Now huddled with cousins in that dusty seaside town, Port-au-Prince refugee Daniel Dukenson said his nephew and sister, pulled from the family's fallen house after the quake, were recuperating.
"I'd like to go back," the 28-year-old computer teacher said. "But it's going to take a lot of time for Port-au-Prince to get back on its feet. Two years maybe."
The end of the road didn't always offer relief, however. At least 100,000 people may have fled farther north, to Gonaives, a city of 280,000 devastated by back-to-back hurricanes in 2008.
"We are working with authorities to discourage people from going to Gonaives," said Myrta Kaulard, country director of the UN World Food Program. "It is a very dangerous town and it is still partially destroyed from the hurricanes."
Brazilian UN peacekeepers and work crews have begun clearing a site at Croix-des-Bouquets, just northeast of Port-au-Prince, for what may become a tent city for 30,000 people, the International Organization for Migration said.
Six other sites have also been identified, but it will probably take weeks before the first camps accept Port-au-Prince's homeless, the group's spokesman Jean-Philippe Chauzy said in Geneva.
Such camps "cannot be built overnight," said the agency's Haiti mission chief, Vincent Houver. "There are standards that have to be designed by experts. There is the leveling of the land, procurement and delivery of tents, as well as water and sanitation."
Many quake victims may resist the voluntary resettlement, wary of moving farther from their wrecked homes and their possessions inside, or from relatives. But the need for shelter and security will likely prevail, Chauzy said, particularly as hurricane season approaches in June.
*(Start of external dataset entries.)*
PR #1480, opened 2025-05-01
Removed set-cookie header, updated README

finnholland:

* removed `set-cookie` header from the monitoring so that it's less annoying (it's not a security header so not needed to monitor as per PCI standards)
* also updated the GeoIP readme as a small fix to due to changing the logic and forgot to change readme

**Notes to reviewers**  


crispy101 (approved):
LGTM

PR #1481, opened 2025-05-01
DO-1852: include cspObject property to specify CSP file

crispy101:

* include cspObject property to specify CSP file

**Notes to reviewers**  

### DIFF
--- a/packages/static-hosting/lib/static-hosting.ts
+++ b/packages/static-hosting/lib/static-hosting.ts
@@ -335,6 +335,11 @@ export interface CSPConfig {
    * be retrieved or parsed
    */
   fallbackCsp?: string;
+
+  /**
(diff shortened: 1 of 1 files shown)


aaronmedina-dev (approved):
LGTM.

Suggestion (not a deal breaker), we could consider a default fallback value for cspObject when it's not defined for readabilit?

crispy101:
> LGTM.
> 
> Suggestion (not a deal breaker), we could consider a default fallback value for cspObject when it's not defined for readabilit?

Sounds sensibel. 
Curretly, `cspObject` defaults to `csp.txt`. The `fallbackCsp` string is the fall-back CSP when the txt file is not found/readable. We can make `fallbackCsp` deafult to some string in this construct in case of everything missing.

PR #1489, opened 2025-05-30
TNT-1577: allow 4xx and 3xx to succeed

TheOrangePuff:

* Currently if Prerender returns a 4xx or 3xx axios will throw an error and the lambda will be marked as a failure. This places the page back onto the recache queue and this will repeat until the max retries have passed.
* Instead we should treat 4xx and 3xx as successes

**Notes to reviewers**  


AdamJHall (approved):

crispy101 (approved):
LGTM

PR #1518, opened 2025-07-28
TNT-1615: Fix CSP Lambda error handling when fallback is provided

TheOrangePuff:
## Summary
- Fixed error handling in CSP Lambda to properly use fallback CSP without throwing errors
- Lambda now returns successfully when fallback CSP is applied instead of returning error response

## Problem
The CSP Lambda was throwing an error even after successfully applying the fallback CSP value. This caused CloudFront to receive error responses despite the CSP headers being correctly set with the fallback value.

## Solution
Removed the `throw error` statement after setting the fallback CSP headers. The Lambda now:
1. Logs the error for debugging purposes
2. Applies the fallback CSP to response headers
3. Returns successfully without throwing

## Test plan
- [x] Deploy Lambda with fallback CSP configured
- [x] Remove/rename CSP file in S3 to trigger fallback
- [x] Verify CloudFront returns 200 with fallback CSP headers
- [x] Check Lambda logs show fallback was used

🤖 Generated with [Claude Code](https://claude.ai/code)

### DIFF
--- a/.changeset/short-ways-tie.md
+++ b/.changeset/short-ways-tie.md
@@ -1,0 +1,5 @@
+---
+"@aligent/cdk-static-hosting": patch
+---
+
+Fix CSP Lambda error handling when fallback is provided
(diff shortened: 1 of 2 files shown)


crispy101 (approved):
LGTM

PR #1667, opened 2026-05-03
feat: add SecureRestApi construct for API Gateway REST APIs with API key authentication and usage plan throttling

toddhainsworth:

* Adds new `@aligent/cdk-secure-rest-api` package providing a `SecureRestApi` CDK construct
* Creates an API Gateway REST API with API key authentication (`apiKeyRequired: true`) and usage plan throttling on all routes
* Routes accept any CDK `Integration` (Lambda, HTTP, Mock, Step Functions, etc.) rather than hardcoding a specific integration type, giving callers full control over how endpoints are wired
* Configurable CORS preflight options, throttle rate/burst limits, and name overrides for the API key and usage plan
* Adds the construct to the root README

**Notes to reviewers**

ℹ️ When you've finished leaving feedback, please add a final comment to the PR tagging the author, letting them 
know that you have finished leaving feedback

**Toggl**

`AP21INT-28: Code Review API`

### DIFF
--- a/packages/constructs/secure-rest-api/lib/secure-rest-api.ts
+++ b/packages/constructs/secure-rest-api/lib/secure-rest-api.ts
@@ -1,0 +1,121 @@
+import {
+  ApiKey,
+  Cors,
+  Integration,
+  IRestApi,
+  RestApi,
+  UsagePlan,
+} from "aws-cdk-lib/aws-apigateway";
+import { HttpMethod } from "aws-cdk-lib/aws-apigatewayv2";
+import { Construct } from "constructs";
+
+export interface SecureRestApiRoute {
+  path: string;
+  methods: HttpMethod[];
+  integration: Integration;
+}
+
+export interface SecureRestApiProps {
+  /**
+   * The name of the API.
+   */
+  apiName: string;
+
+  /**
+   * Description for the API.
+   */
+  description?: string;
+
+  /**
+   * CORS configuration.
+   * @default Allows all origins, GET/OPTIONS methods, Content-Type and X-Api-Key headers
+   */
+  corsOptions?: {
+    allowOrigins?: string[];
+    allowMethods?: string[];
+    allowHeaders?: string[];
+  };
+
+  /**
+   * Routes to register on the API.
+   */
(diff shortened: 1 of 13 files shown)


packages/constructs/secure-rest-api/lib/secure-rest-api.ts
```diff
@@ -0,0 +1,121 @@
...
+      usagePlanName,
+    } = props;
+
+    this.api = new RestApi(this, "Api", {
+      restApiName: apiName,
+      description: description ?? `REST API for ${apiName} service`,
+      defaultCorsPreflightOptions: {
+        allowOrigins: corsOptions?.allowOrigins ?? Cors.ALL_ORIGINS,
+        allowMethods: corsOptions?.allowMethods ?? ["GET", "OPTIONS"],
+        allowHeaders: corsOptions?.allowHeaders ?? [
```
daniel-vdp: Is there ever a situation where you wouldn't want these headers? Wondering if it's worth changing these to `additionalHeaders` and appending to the list? I feel like majority of the time you'll just want to append. Maybe same with methods as well

packages/constructs/secure-rest-api/lib/secure-rest-api.ts
```diff
@@ -0,0 +1,121 @@
...
+
+  constructor(scope: Construct, id: string, props: SecureRestApiProps) {
+    super(scope, id);
+
+    const {
+      apiName,
+      description,
+      corsOptions,
+      routes,
+      throttle = { rateLimit: 100, burstLimit: 200 },
```
daniel-vdp, line 82: I had no idea you could set defaults like this, very cool!

TheOrangePuff (dismissed):

packages/constructs/secure-rest-api/lib/secure-rest-api.ts
toddhainsworth: Yeah that's a good point, I'll have these appended

kai-nguyen-aligent (approved):
LGTM!

TheOrangePuff (approved):

PR #1680, opened 2026-05-10
fix: skip CDK-managed singletons in MicroserviceChecks

toddhainsworth:
## Summary
- `MicroserviceChecks` now short-circuits on construct paths owned by the CDK framework so memory size, timeout, tracing, and log retention nags no longer fire on resources consumers cannot configure.
- Covered path fragments: `Custom::CDKBucketDeployment` (aws-s3-deployment), `LogRetention`, `Custom::S3AutoDeleteObjects`, and the `cr.Provider` framework handler (`AWS679f53fac002430cb0da5b7982bd2287`).
- Consumers can retire bespoke `BucketDeploymentNagSuppressionAspect`-style workarounds.

## Why
Surfacing nags on framework-owned singletons is noise — there is no user-tunable knob behind them. Filtering at the pack source avoids polluting the synth output with suppression annotations.

## Changeset
`minor` bump on `@aligent/cdk-aspects` (rule output changes; defensible as `patch` since the prior nags were false positives — happy to downgrade if preferred).

## Test plan
- [x] `yarn nx test cdk-aspects` — 11/11 pass, including a new `CDK-managed singletons` block that synthesises a `BucketDeployment` and asserts `hasNoError` for memory/timeout/tracing on its singleton lambda.
- [x] `yarn nx lint cdk-aspects` — clean (pre-existing warnings in `dynamodb.ts` only).
- [x] Sanity check in a downstream consumer that previously needed a manual suppression aspect.

### DIFF
--- a/.changeset/microservice-checks-skip-cdk-managed.md
+++ b/.changeset/microservice-checks-skip-cdk-managed.md
@@ -1,0 +1,5 @@
+---
+"@aligent/cdk-aspects": minor
+---
+
+`MicroserviceChecks` now skips CDK-managed singleton resources (BucketDeployment custom handler, `LogRetention`, `Custom::S3AutoDeleteObjects`, and `cr.Provider` framework lambdas). These nodes have framework-owned runtime config that consumers cannot tune, so surfacing memory size, timeout, tracing, and log retention nags on them is noise. Consumers no longer need bespoke suppression aspects for these resources.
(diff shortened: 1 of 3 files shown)


kai-nguyen-aligent (approved):
Thanks, Todd. My initial thought on this was adding a "exclude" configuration so consumer can use base on their need but this looks much nicer and reduce friction on consumer side.

daniel-vdp (approved):

PR #6257, opened 2025-08-05
Add right click to deselect chosen part in cell editor.

OmerCD:

In cell editor, when you select an organelle there is no easy way to deselect it. With this, right clicking on an empty are should clear your selection now.

**Progress Checklist**

      break existing features:
      members reviewing this PR)

### DIFF
--- a/src/microbe_stage/editor/CellEditorComponent.cs
+++ b/src/microbe_stage/editor/CellEditorComponent.cs
@@ -853,7 +853,14 @@ public partial class CellEditorComponent :
             return true;
         }
 
-        return base.CancelCurrentAction();
+        if (base.CancelCurrentAction())
+            return true;
+
+        if (string.IsNullOrWhiteSpace(activeActionName))
+            return false;
+
+        DeselectOrganelleToPlace();
+        return true;
     }
 
     public override void OnEditorSpeciesSetup(Species species)


hhyyrylainen:
Hmm, there's really not ever a situation where you would need to deselect a part in Thrive...
I think I would personally be annoyed by this if I missclick and accidentally deselect the part rather than managing to open the context menu on something.

OmerCD:
Even if it is not right click, I always found not being able to empty your selection very annoying. If I were to left click on something while dragging something unrelated it makes me nervous that it is going to have unpredictable results. And I think this might open up new control options in cell editor (like drag-drop with left click to move organelles around).

hhyyrylainen:
> while dragging

What are you dragging? There's no support for dragging any of the cell parts or anything like that. If you are trying to drag things then I guess that indicates a failure of the GUI to communicate the interaction possibilities clearly.

The only place I can recall dragging working is reordering the organelle growth order.

dylanlee082:
I would be in favor of this change as well. When I did my first play through it was annoying not being able to de-select a organelle after I had clicked on one, especially when I then wanted to go right-click and modify on another organelle. This happened in particular when I was trying to place the nucleus because it was so much bigger than the other things I had added and I couldn't see the other options below very easier.

hhyyrylainen:
If this were to be accepted I think there should be a separate action in the input options JSON config and such so that the action to "clear the current editor action" can be rebound as the player likes.

PR #6259, opened 2025-08-06
Intercellular matrix lines

### LINKED ISSUE #4554: Add intercellular matrix graphics to fill in gaps on cell colonies
Opening an issue as the PR that tried to add this is now closed: https://github.com/Revolutionary-Games/Thrive/pull/4123
and there's a suggestion: https://suggestions.revolutionarygamesstudio.com/posts/33/intercellular-matrix

dligr:

Implements intercellular matrix lines
image

TODO:
- [x] ~Fix scaling when cells are too far apart~ (Probably no way to make it look good when the cells are **really** far apart)
- [x] Don't add connections/links when the two cells are close enough to look connected

**Related Issues**

Closes #4554

**Progress Checklist**

      break existing features:
      members reviewing this PR)


src/multicellular_stage/systems/IntercellularMatrixSystem.cs
```diff
@@ -0,0 +1,150 @@
...
+[With(typeof(SpatialInstance))]
+[Without(typeof(MicrobeColony))]
+[ReadsComponent(typeof(MicrobeColonyMember))]
+[ReadsComponent(typeof(SpatialInstance))]
+[ReadsComponent(typeof(CellProperties))]
+[RuntimeCost(1.0f)]
+[RunsOnMainThread]
+public sealed class IntercellularMatrixSystem : AEntitySetSystem<float>
+{
+    private static readonly Lazy<PackedScene> ConnectionScene =
```
hhyyrylainen, line 19: Is this a common pattern in the systems (I may have forgotten), or why was this approach used?

src/multicellular_stage/systems/IntercellularMatrixSystem.cs
```diff
@@ -0,0 +1,150 @@
...
+        var ourMembrane = entity.Get<CellProperties>().CreatedMembrane;
+        var targetMembrane = parentEntity.Get<CellProperties>().CreatedMembrane;
+        if (ourMembrane == null || targetMembrane == null)
+            return;
+
+        var connection = ConnectionScene.Value.Instantiate<Node3D>();
+        instance.AddChild(connection);
+
+        // Get target's relative position (taking rotation into account) using inverse transform multiplication
+        var inverseColonyTransform = entity.Get<WorldPosition>().ToTransform().Inverse();
```
hhyyrylainen: Is this info not available in the colony or helper code? I kind of would like this to leverage existing math so that we don't end up in a situation where some part cannot be then updated correctly when the other place is.

src/multicellular_stage/systems/IntercellularMatrixSystem.cs
```diff
@@ -0,0 +1,150 @@
...
+
+        var relativePosition = pointB - pointA;
+        float relativePosLength = relativePosition.Length();
+
+        var angle = relativePosition.AngleTo(Vector3.Forward);
+        if (relativePosition.X > 0.0f)
+            angle *= -1.0f;
+
+        connection.Scale = new Vector3(5.0f, 1.0f, relativePosLength + 3.0f);
+        connection.RotateY(angle);
```
hhyyrylainen: I suppose this is safe, but in general I prefer methods that use `Quat`s for rotation as this isn't always a safe operation when using individual axes like this.

src/multicellular_stage/systems/IntercellularMatrixSystem.cs
```diff
@@ -0,0 +1,150 @@
...
+            GD.PrintErr("Intercellular connection is null, can't apply material parameters");
+            return;
+        }
+
+        TempMaterialList.Clear();
+        intercellularMatrix.GeneratedConnection.GetMaterial(TempMaterialList);
+
+        foreach (var material in TempMaterialList)
+        {
+            material.SetShaderParameter("tint", entity.Get<CellProperties>().Colour);
```
hhyyrylainen: "tint" here probably should be saved in a `private readonly StringName` to not need to allocate string names constantly.

src/multicellular_stage/systems/IntercellularMatrixSystem.cs
```diff
@@ -0,0 +1,150 @@
...
+        ref IntercellularMatrix intercellularMatrix)
+    {
+        if (intercellularMatrix.GeneratedConnection == null)
+        {
+            GD.PrintErr("Intercellular connection is null, can't apply material parameters");
+            return;
+        }
+
+        TempMaterialList.Clear();
+        intercellularMatrix.GeneratedConnection.GetMaterial(TempMaterialList);
```
hhyyrylainen: GetMaterial is our helper method, but in this situation where the exact visual instance that is created, I think it would be better to directly read the data from Godot. 

Also with the current `TempMaterialList` there is a thread race condition problem here.

shaders/IntercellularConnection.gdshader
hhyyrylainen, line 1: As this uses a custom shader, this should be added to `stage_resources.json` so that the shader is preloaded before gameplay starts.

Edit or rather `src/multicellular_stage/IntercellularConnection.tscn` should be added (assuming it renders correctly without setup).

src/multicellular_stage/systems/IntercellularMatrixSystem.cs
dligr: It is, e.g. `MicrobeVisualsSystem` uses the same approach

src/multicellular_stage/systems/IntercellularMatrixSystem.cs
dligr: I couldn't find a method that would return this data. There's only one other place where `ToTransform()` is used, so there probably isn't one

src/multicellular_stage/systems/IntercellularMatrixSystem.cs
dligr: It should be safe, given that it's only used once, after spawning the link. Though, maybe it's a good idea to replace this operation with just setting the required rotation? Something like `connection.Quaternion = Quaternion.FromEuler(new Vector3(0.0f, angle, 0.0f))`

src/multicellular_stage/systems/IntercellularMatrixSystem.cs
hhyyrylainen: I meant using code like `MicrobeColonyHelpers.CalculateColonyMemberAttachPosition` that is dealing with similar math than here.

src/multicellular_stage/systems/IntercellularMatrixSystem.cs
hhyyrylainen: (I commented on the wrong thing)

I think that would be a bit better approach. But using the angle in the first place means that this math is made to work only on a 2D plane.

src/multicellular_stage/systems/IntercellularMatrixSystem.cs
hhyyrylainen: Alright, that's I suppose fine then.

src/multicellular_stage/systems/IntercellularMatrixSystem.cs
dligr: Actually, I've realized that it's possible to bypass any calculations by using `AttachedToEntity` data

hhyyrylainen: That sounds about right for what I had in mind, I totally forgot that was a thing I should have suggested earlier.

src/multicellular_stage/IntercellularConnection.tscn
```diff
@@ -0,0 +1,19 @@
...
+[ext_resource type="Texture2D" uid="uid://cwogwp0ip1n3p" path="res://assets/textures/IntercellularMatrix.png" id="1_2enjh"]
+[ext_resource type="Shader" uid="uid://ds2t62ln8y85p" path="res://shaders/IntercellularConnection.gdshader" id="1_ohjgk"]
+[ext_resource type="Texture2D" uid="uid://dy8uqfppw8wxk" path="res://assets/textures/IntercellularMatrixNormal.png" id="2_ohjgk"]
+
+[sub_resource type="ShaderMaterial" id="ShaderMaterial_62jel"]
+render_priority = 0
+shader = ExtResource("1_ohjgk")
+shader_parameter/mainTexture = ExtResource("1_2enjh")
+shader_parameter/normalTexture = ExtResource("2_ohjgk")
+shader_parameter/tint = Vector3(1, 1, 1)
```
hhyyrylainen, line 13: One more problem, this has to be local to scene, because otherwise all instances share the same material parameters and thus the system won't work. I'll do this edit myself if I don't find any other problems so that this can be merged quickly and make it in time for the RC build.

hhyyrylainen (approved):
I corrected that one small thing, and I think this is fine now.

PR #6260, opened 2025-08-07
Rest of basic achievements implementation

hhyyrylainen:

Fills out the list of basic achievements so that we have 12 of them

**Related Issues**

**Progress Checklist**

      break existing features:
      members reviewing this PR)


src/microbe_stage/MicrobeStage.cs
```diff
@@ -1806,6 +1842,75 @@ private void SetupPlayerForGlucoseCollecting()
...
+        // Only report a food source when the player is not totally struggling for ATP
+        if (storage.Compounds.GetCompoundAmount(Compound.ATP) > 2)
+        {
+            if (radiationProduction > 1)
+            {
+                AchievementEvents.ReportPlayerUsesRadiation();
+            }
+
+            // Photosynthesis is pretty low for even plants
+            if (photosynthesisProduction > 0.15 && storage.Compounds.GetCompoundAmount(Compound.Glucose) >
```
dligr, line 1905: Is it correct to add a limit like this (and also `storage.Compounds.GetCompoundAmount(Compound.ATP) > 2`)? I think it might block some smaller cells from unlocking the achievement, even if they indeed produce more glucose that they consume

hhyyrylainen: I could do that, but I would kind of argue that if the player wants to just be 3 thylakoids, that doesn't really truly mean that they are a proper plant. So I think any reasonable cell will be able to pass this condition. I added this so that we don't give the achievement for cells that aren't ATP positive and are thus "cheating" in their glucose balance.

dligr: This makes sense. For better player experience though, the achievement description should probably include this limit. Maybe even state the exact minimum amount per second?

hhyyrylainen: The achievement descriptions have quite short max text lengths before they don't really fit where they go. So I wouldn't really want to include this kind of arbitrary limit. The achievement could be reworded as "becoming a photosynthetic plant" which would totally obscure the condition, but I think it is better to at least give the partial condition in the text.

Issue #6110, opened 2025-04-30
Add an option to select on which monitor the game window is on


hhyyrylainen:
One thing that would help quite a bit on Windows would be allowing the player to select the screen the game is on

Can be done with the following APIs:
```
DisplayServer.WindowSetCurrentScreen();
        DisplayServer.WindowGetCurrentScreen();
        DisplayServer.GetScreenCount()
```

I think the default should be kept as automatic window placement (this could be -1 when saved in the settings) and >= 0 values would then *once* apply the window position so that the game still allows manual changing of screens. Though also if the setting value is changed then the window should be moved.

PR #6261, opened 2025-08-07
Monitor selection option

OmerCD:

This PR should create a new option for Windows user in the options scene. It is under Graphics tab, called "Display". It should list all available displays for user to select and immediately move the game window to the selected display.
Maybe there is way but, I couldn't find a good way to list the name of the displays.

image

**Related Issues**
Closes https://github.com/Revolutionary-Games/Thrive/issues/6110

**Progress Checklist**

      break existing features:
      members reviewing this PR)


src/engine/Settings.cs
```diff
@@ -1026,6 +1034,32 @@ public void ApplyInputSettings()
     /// </summary>
     public void ApplyWindowSettings()
     {
+        var screenId = -1;
+        bool isOldSelectionDifferent = false;
+        if (OperatingSystem.IsWindows())
```
hhyyrylainen: Why is this only checking for Windows? Shouldn't this work on any desktop OS?

src/engine/Settings.cs
```diff
@@ -1026,6 +1034,32 @@ public void ApplyInputSettings()
...
+        {
+            var currentScreenId = DisplayServer.WindowGetCurrentScreen();
+            if (oldDisplaySelectionIndex == -1)
```
hhyyrylainen: What's the use for this old selection index? Cannot this just call `WindowGetCurrentScreen` and if the result is not what is desired, then call `WindowSetCurrentScreen`?

src/engine/Settings.cs
```diff
@@ -122,6 +124,12 @@ public enum AntiAliasingMode
     [JsonProperty]
     public SettingValue<float> RenderScale { get; private set; } = new(1.0f);
 
+    /// <summary>
+    /// Selected window index for the game window.
+    /// </summary>
+    [JsonProperty]
+    public SettingValue<int> SelectedDisplayIndex { get; set; } = new(DisplayServer.WindowGetCurrentScreen());
```
hhyyrylainen: I really think the default should be -1 and it should mean "auto" as on non-Windows platform it's going to be annoying if the game forces itself on a specific screen.

src/gui_common/menus/OptionsMenu.cs
```diff
@@ -33,6 +33,17 @@ public partial class OptionsMenu : ControlWithInput
         .GetOutputDeviceList().Where(d => d != Constants.DEFAULT_AUDIO_OUTPUT_DEVICE_NAME)
         .Prepend(Constants.DEFAULT_AUDIO_OUTPUT_DEVICE_NAME).ToList();
 
+    private static readonly Lazy<List<DisplayInfo>> DisplaysCache = new(() =>
```
hhyyrylainen: This should not be static because attaching new monitors should work without having to restart the game...

src/gui_common/menus/OptionsMenu.tscn
```diff
@@ -263,6 +265,7 @@ layout_mode = 2
 size_flags_horizontal = 3
 size_flags_vertical = 3
 follow_focus = true
+scroll_vertical = 100
```
hhyyrylainen, line 267: This one line chagne seems suspicious to me...

hhyyrylainen:
Here's the documentation on working with text in the game: https://github.com/Revolutionary-Games/Thrive/blob/master/doc/working_with_translations.md

src/engine/Settings.cs
OmerCD: I thought the original issue mentioned Windows; it would be a Windows specific operation. I think it would be good to remove it too.

src/gui_common/menus/OptionsMenu.tscn
OmerCD: I know. Whenever I open the OptionsMenu scene, Godot just changes this line for me. I always revert it but looks like I missed this one.

src/gui_common/menus/OptionsMenu.cs
OmerCD: I hadn't thought about that. Thanks.

src/engine/Settings.cs
hhyyrylainen: The issue originally mentions Windows, because players on Mac and Linux already have features in their operating system to fix the problem of the game on the wrong screen themselves. Only people who still use Windows have the problem, so the "fix" is mainly aimed at them. However the feature should still be quite workable on Mac and Linux as well, as long as the default behaviour is "auto" and not changing the game monitor.

hhyyrylainen:
I think this would be nice to get in by 1.0 so I'll help finish this today.

hhyyrylainen (approved):
I went through all the changes in this PR and improved everything I thought needed improving and that should have taken care of all of my comments. And I also added translations so this should be good to merge once CI jobs pass. 
Thanks for starting this work.

PR #6269, opened 2025-08-09
Ripple alpha fix

### LINKED ISSUE #6267: Ripple effect sometimes causes a faint square around cells
It looks like this:

Image

I think the solution is to reduce the base visibility of the shader effect so that the places with no waves will be truly fully transparent.

AverageNerdz:

This PR does some stuff...

**Related Issues**

Closes #6267

-->

**Progress Checklist**

      break existing features:
      members reviewing this PR)


src/microbe_stage/MembraneWaterRipple.cs
```diff
@@ -424,6 +428,23 @@ private float CalculateTimeScale()
         return Mathf.Lerp(timeScale, 0.5f, stillnessFactor);
     }
 
+    // Non-linear alpha scaling function
```
hhyyrylainen:
```suggestion
    /// <summary>
    ///   Non-linear alpha scaling function
    /// </summary>
```

One small thing on the code side, comments on functions should use the XML comment syntax.

AverageNerdz: Omg, so sorry about that i was completely locked on making this fix asap that i overlooked that

hhyyrylainen (commented):
Unfortunately this does not fix the problem. I did kind of try to compare with master branch and I suppose this makes the squares more transparent, but does not remove them. So this helps a bit but I think that even with this change we'll have plenty of people report the squares problem.

AverageNerdz:
> Unfortunately this does not fix the problem. I did kind of try to compare with master branch and I suppose this makes the squares more transparent, but does not remove them. So this helps a bit but I think that even with this change we'll have plenty of people report the squares problem.
> 
> 

Did you use the same save or a different one? And how did it happen?

hhyyrylainen:
The same save as before, and I basically saw it just as soon as I loaded it. 
I've since tried it multiple times and it has been basically instant in every try. I've mostly just played up to like 10 seconds after loading the save and that's been enough to see the problem.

While plans were drafted for major relocations, scores of aid organizations, big and small, stepped up deliveries of food, water, medical supplies and other aid to the homeless and other needy of Port-au-Prince.
The WFP has distributed more than 1.4 million rations - each containing three meals - since the quake and is bringing in 16 million more. "We are planning to flood the country with food," Kaulard said.
The US military, whose more than 2,000 troops on the ground have helped speed aid deliveries, reported steady progress overcoming obstacles that have slowed relief efforts, including in the outlying quake zone.
"Each day we are getting better and better and extending our reach to more and more of Haiti," said Army Col. Bill Buckner.
The world's nations have pledged almost $1 billion in relief aid, and more was on the way: Top-name international celebrities from film, music, sports and politics, from Beyonce to Leonardo DiCaprio, headlined a two-hour telethon Friday night to raise funds for Haiti.